A question about integral operator I have a question: Prove or disprove that: for every $f\in L^{1}\left(\mathbb{R}\right)$, $$\sup\left\{ { \int_{\mathbb{R}}\frac{\sqrt{n}}{\sqrt{\left|x-y\right|}\left(1+n^{2}\left(x-y\right)^{2}\right)}f\left(y\right)dy:n\in\mathbb{N}}\right\} <\infty,$$ for Lebesgue almost every $x\in\mathbb{R}$.
I failed in my attempt to disprove this statement (I think so!!!). Can everybody help me?
 A: Let 
$$f_n(x):=\int_{\Bbb R}\frac{\sqrt n}{\sqrt{|x-y|}(1+n^2|x-y|^2)}f(y)dy,$$
assuming WLOG that $f\geqslant 0$. We use the substitution $t=n(x-y)$, hence $dt=-ndy$ to get 
$$f_n(x)=\int_{\Bbb R}\frac 1{\sqrt{|t|}}\frac 1{1+t^2}f\left(x-\frac tn\right)dt. $$
By Fubini's theorem for non-negative functions, and since $f$ is integrable, we get that $f_n$ is integrable, and in particular almost everywhere finite. 
Approximate $f\in L^1$ by $g$, continuous with compact support, such that $\lVert f-g\rVert_{L^1}\leqslant 1$. Then, as the integral $\int_{\Bbb R}\frac 1{\sqrt{|t|}}\frac 1{1+t^2}dt<\infty$, to show the result when $f$ is continuous and bounded. With the latest formula, it's easier to see it.

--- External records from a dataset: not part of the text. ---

PR #368, opened 2021-08-06
Thief quest weapon proc

drewhershey:
This PR repurposes the spec proc currently only used on a single weapon - silver jambiya - for use on a new thief quest weapon, as requested by Vasco. It maintains the same overall functionality as the original proc while making it much more likely to occur, do more damage, and also work with slit throat.

To be able to pass which limb was stabbed from the stab skill when it calls this proc I had to create some new methods to convert the limb type enums to strings and back.

I also had to move the code that calls checkSpec from the backstab and slit functions so that the proc was executing visually right after the attack, and also not executing on missed attacks. The place it was before allowed it to proc on a missed attack, or sometimes it would proc after the mob had already fled the room in reaction to a slit/backstab.


wershlak:
Can't you convert the int to a char to pass to checkSpec()? I'm wondering if all the code is necessary or if that just seemed like the best way to do it?

code/code/disc/disc_murder.cc
```diff
@@ -137,34 +137,33 @@ int TBeing::backstabHit(TBeing *victim, TThing *obj)
...
+    act("$n tried to backstab you, but you avoid $m.", FALSE, this, obj, victim, TO_VICT);
+    act("$n tried to backstab $N, but nearly cut $s own finger.", FALSE, this, obj, victim,
+        TO_NOTVICT);
     d = 0;
   }
 
   if (reconcileDamage(victim, d, SKILL_BACKSTAB) == -1)
     return DELETE_VICT;
 
-  victim->addHated(this);
```
wershlak, line 165: Did this get moved somewhere else or did you find in not needed? What's the purpose in removing it?

code/code/spec/spec_objs_thief_quest.cc
```diff
@@ -0,0 +1,56 @@
...
+
+  auto weapon = dynamic_cast<TBaseWeapon *>(object);
+  auto thief = weapon ? dynamic_cast<TBeing *>(weapon->equippedBy) : nullptr;
+  if (!weapon || !thief) return false;
+
+  auto damage = 0;
+  auto damageType = SKILL_STABBING;
+
+  if (command == CMD_STAB) {
+    damage = thief->GetMaxLevel() * 1.5;
```
wershlak, line 33: So an extra 150 damage on stab? up to 300 damage on slit

You have this going off 50% of the time so that could be a lot of damage from this proc. particularly for stab across a fight.

How much have you tested the impact of the damage here? My intuition is that it's a lot of added damage.

Would you consider toning the damage down? Maybe proc 33% and reduce the damage to 75 for stab and maybe up to 200 for slit.

Is it more powerful if you reduce damage and add some life drain or healing component when it procs?

My experience is people will be mad if we decide it's too good later and we want to nerf it :)

wershlak (changes requested):

drewhershey:
> Can't you convert the int to a char to pass to checkSpec()? I'm wondering if all the code is necessary or if that just seemed like the best way to do it?

If that works I'm gonna feel real dumb for not thinking of it, lol, and I'm guessing it will. I'll try it out.

code/code/disc/disc_murder.cc
drewhershey: Yeah, it actually gets called almost immediately after this function returns, at line 354, so this call was redundant.

code/code/spec/spec_objs_thief_quest.cc
drewhershey: No, you're right, it looks super strong. Vasco intentionally wanted it pretty strong, since he's planning to use it on a lvl 45-50 thief quest weapon, but he's also going to do playtesting of it himself and we'll tweak the power of it from there. Currently it's only used on one weapon in the game that no one even uses, and Vasco could just remove the proc from it temporarily if he needed to.

Also, unless I'm doing my math really wrong here, I intended the damage to be 75 on stab, 125 on backstab, and slit to be 150. Where are you getting the 150 for stab/300 for slit?

I'm up for any changes you guys think make sense - the original proc was super low chance and fairly low damage, so we just ramped it up quite a bit.

I tested it out quite a bit myself and it's definitely strong, but there's not really a good way to let Vasco test it otherwise, at this point. I really need to set up a dev server I can let others connect to.

wershlak: My brain isn't working. I think I was thinking skill level or something.

wershlak:
> > Can't you convert the int to a char to pass to checkSpec()? I'm wondering if all the code is necessary or if that just seemed like the best way to do it?
> 
> If that works I'm gonna feel real dumb for not thinking of it, lol, and I'm guessing it will. I'll try it out.

Want to let me know when you try that and I'll merge this?

Eventually we'll get that test server up and can test from a branch which will be better.

--

People have quest items or things Aion built for them via coins that could end up with a proc on it even if it's meant to be unique or special so we should ensure things are somewhat balanced because you never know where it will end up.

But I really like the flavor and the fact that this adds damage to stab backstab and slit rather than just proccing off auto attack.

drewhershey:
> Can't you convert the int to a char to pass to checkSpec()? I'm wondering if all the code is necessary or if that just seemed like the best way to do it?

Fixed in https://github.com/sneezymud/sneezymud/pull/368/commits/ba0818e5e1194a9b5e6795547673c7f56b7bb3fd btw

code/code/spec/spec_objs_thief_quest.cc
```diff
@@ -0,0 +1,62 @@
...
+#include "being.h"
+#include "comm.h"
+#include "extern.h"
+#include "obj_base_weapon.h"
+
+int thiefQuestWeapon(TBeing *victim, cmdTypeT command, const char *arg, TObj *object, TObj *) {
+  wearSlotT limb = WEAR_NOWHERE;
+
+  if (command != CMD_STAB && command != CMD_BACKSTAB && command != CMD_SLIT) return false;
+  if (command == CMD_STAB) limb = static_cast<wearSlotT>(reinterpret_cast<uintptr_t>(arg));
```
wershlak, line 12: So when we get to this conversion we know that this is coming in with the CMD_STAB and you've coded CMD_STAB to pass in the limb. There should be no way that something else could get here that's not what you expect. 

So it looks kinda scary but I think it should be safe.

Let's see if @cizra has an opinion on this bit.

wershlak (approved):
Approved pending feedback from @cizra

code/code/spec/spec_objs_thief_quest.cc
drewhershey: Right - not sure if adding the extra code to convert cleanly between enum/string or doing these ugly casts is more preferable here. The code seems to work fine either way though, based on my fairly extensive in-game testing/debugging of it.

Until we tackle the job of rewriting the checkSpec function to accept typed unions or variants or whatever as parameters, and therefore also update the function signatures of every single spec proc that gets called by checkSpec, we'll have to find less favorable workarounds like this, I think. :\

cizra: I don't know of a better way of doing it, except for https://en.cppreference.com/w/cpp/utility/variant - and if we're not ready to switch to varianst, well, we gotta reinterpret_cast them :(

code/code/spec/spec_objs_thief_quest.cc
```diff
@@ -0,0 +1,62 @@
...
+  if (command != CMD_STAB && strcmp(arg, "-special-")) return false;
+  if (!victim || !object) return false;
+
+  limb = command == CMD_BACKSTAB ? WEAR_BACK
```
cizra, line 16: I find it looks better when the ? is split into the next line.
```cpp
limb = command == CMD_BACKSTAB
    ? WEAR_BACK
    : command == CMD_SLIT
    ? WEAR_NECK
    : limb;
```

code/code/spec/spec_objs_thief_quest.cc
```diff
@@ -0,0 +1,62 @@
...
+  if (command == CMD_STAB) {
+    if (::number(0, 9)) return false;
+  } else if (::number(0, 1))
+    return false;
+
+  auto weapon = dynamic_cast<TBaseWeapon *>(object);
+  auto thief = weapon ? dynamic_cast<TBeing *>(weapon->equippedBy) : nullptr;
+  if (!weapon || !thief) return false;
+
+  auto damage = 0;
```
cizra, line 35: int is 1 less character to type :stuck_out_tongue:

cizra (changes requested):

code/code/spec/spec_objs_thief_quest.cc
drewhershey: Yeah, this was before I learned that stuff about auto from you the other day. I'm gonna change them back to explicit types and just use auto from now on where it actually does save some typing/adds clarity.

code/code/spec/spec_objs_thief_quest.cc
drewhershey: I agree - I formatted this using the clang-format rules @wershlak set up in the repo so that might be one we need to change. I'll just reformat them manually for now.

drewhershey: Personally I also favor having the statement in a single-statement `if` on its own line too, even when it's pretty short. Feels like it adds readability. Maybe that's something we could change in clang-format too.

code/code/disc/disc_murder.h
```diff
@@ -32,6 +32,7 @@
 
 #include "discipline.h"
 #include "skills.h"
+#include "obj.h"
```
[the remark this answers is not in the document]
drewhershey: I just removed the obj.h include and compiled and this time it compiled fine. I might've been using clang still at the point that I got this error - I'm back to using g++ now just to be consistent with everyone else. Either way, resolved in https://github.com/sneezymud/sneezymud/pull/368/commits/1f6c058d899d53f65470619c7ef8118014f73944.

code/code/spec/spec_objs_thief_quest.cc
drewhershey: Resolved in https://github.com/sneezymud/sneezymud/pull/368/commits/7cd35cc3ce8966bdb70498453540f0af242e6778

code/code/spec/spec_objs_thief_quest.cc
drewhershey: Resolved in https://github.com/sneezymud/sneezymud/pull/368/commits/7cd35cc3ce8966bdb70498453540f0af242e6778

A: First, since $f\in L^{1}\left(\mathbb{R}\right)$, we have the Hardy–Littlewood maximal function $${\displaystyle \sup_{r>0}\dfrac{1}{2r}\int_{\left|y-x\right|<r}}\left|f\left(y\right)\right|dy<\infty$$  for a.e $x\in\mathbb{R}$. So fix $x$ like that, we will prove $\sup\left\{ f_{n}\left(x\right):n\in\mathbb{N}\right\} <\infty.$ 
By changing variable, we just have to show $$
\sup\left\{ \intop_{\mathbb{R}}\dfrac{1}{\sqrt{\left|t\right|}\left(1+t^{2}\right)}f\left(-\dfrac{t}{n}\right)dt:\; n\in\mathbb{N}\right\} <\infty
$$ with $${\displaystyle \sup_{r>0}\dfrac{1}{2r}\int_{\left|y\right|<r}}\left|f\left(y\right)\right|dy<\infty.$$ Using the traditional way for approximation by simple functions: $g_{m}=\sum_{k=1}^{2^{2m}+1}\dfrac{k-1}{2^{m}}\chi_{g^{-1}\left(I_{m,k}\right)}$, where $I_{m,k}=\left[\dfrac{k-1}{2^{m}},\dfrac{k}{2^{m}}\right),k=1,\ldots,2^{2m}$, $I_{m,2^{2m}+1}=\left[2^{m},\infty\right)$ and  $g\left(t\right)=\dfrac{1}{\sqrt{\left|t\right|}\left(1+t^{2}\right)}\in L^{1}\left(\mathbb{R}\right)$. Note that, $g$ is decreasing radial so we can rearrange $g_{m}$ to form $g_{m}=\sum c_{k,m}\chi_{B\left(0,r_{k,m}\right)}$, beside that $\displaystyle\sum_{k} c_{k,m}r_{k,m}<M$ ($M$ is constant depend only on $g$, since $g\left(t\right)\in L^{1}\left(\mathbb{R}\right)$.)
Now, \begin{eqnarray*}
\int_{\mathbb{R}}g_{m}\left(t\right)f\left(-\dfrac{t}{n}\right)dt & \leq & \sum_{k}c_{k,m}\intop_{B\left(0,r_{k,m}\right)}f\left(-\dfrac{t}{n}\right)dt\\
 & = & \sum_{k}\left(c_{k,m}\times2r_{k,m}\right)\dfrac{1}{\frac{2r_{k,m}}{n}}\intop_{B\left(0,\frac{r_{k,m}}{n}\right)}f\left(u\right)du\\
 & \leq & 2M\sup_{r>0}\int_{\left|u\right|<r}f\left(u\right)du \;(\textrm{not depend on $n$}).
\end{eqnarray*} Finally, we can approximate $\int_{\mathbb{R}}g_{m}\left(t\right)f\left(-\dfrac{t}{n}\right)dt$ to $\int_{\mathbb{R}}g\left(t\right)f\left(-\dfrac{t}{n}\right)dt$ by  Monotone convergence theorem.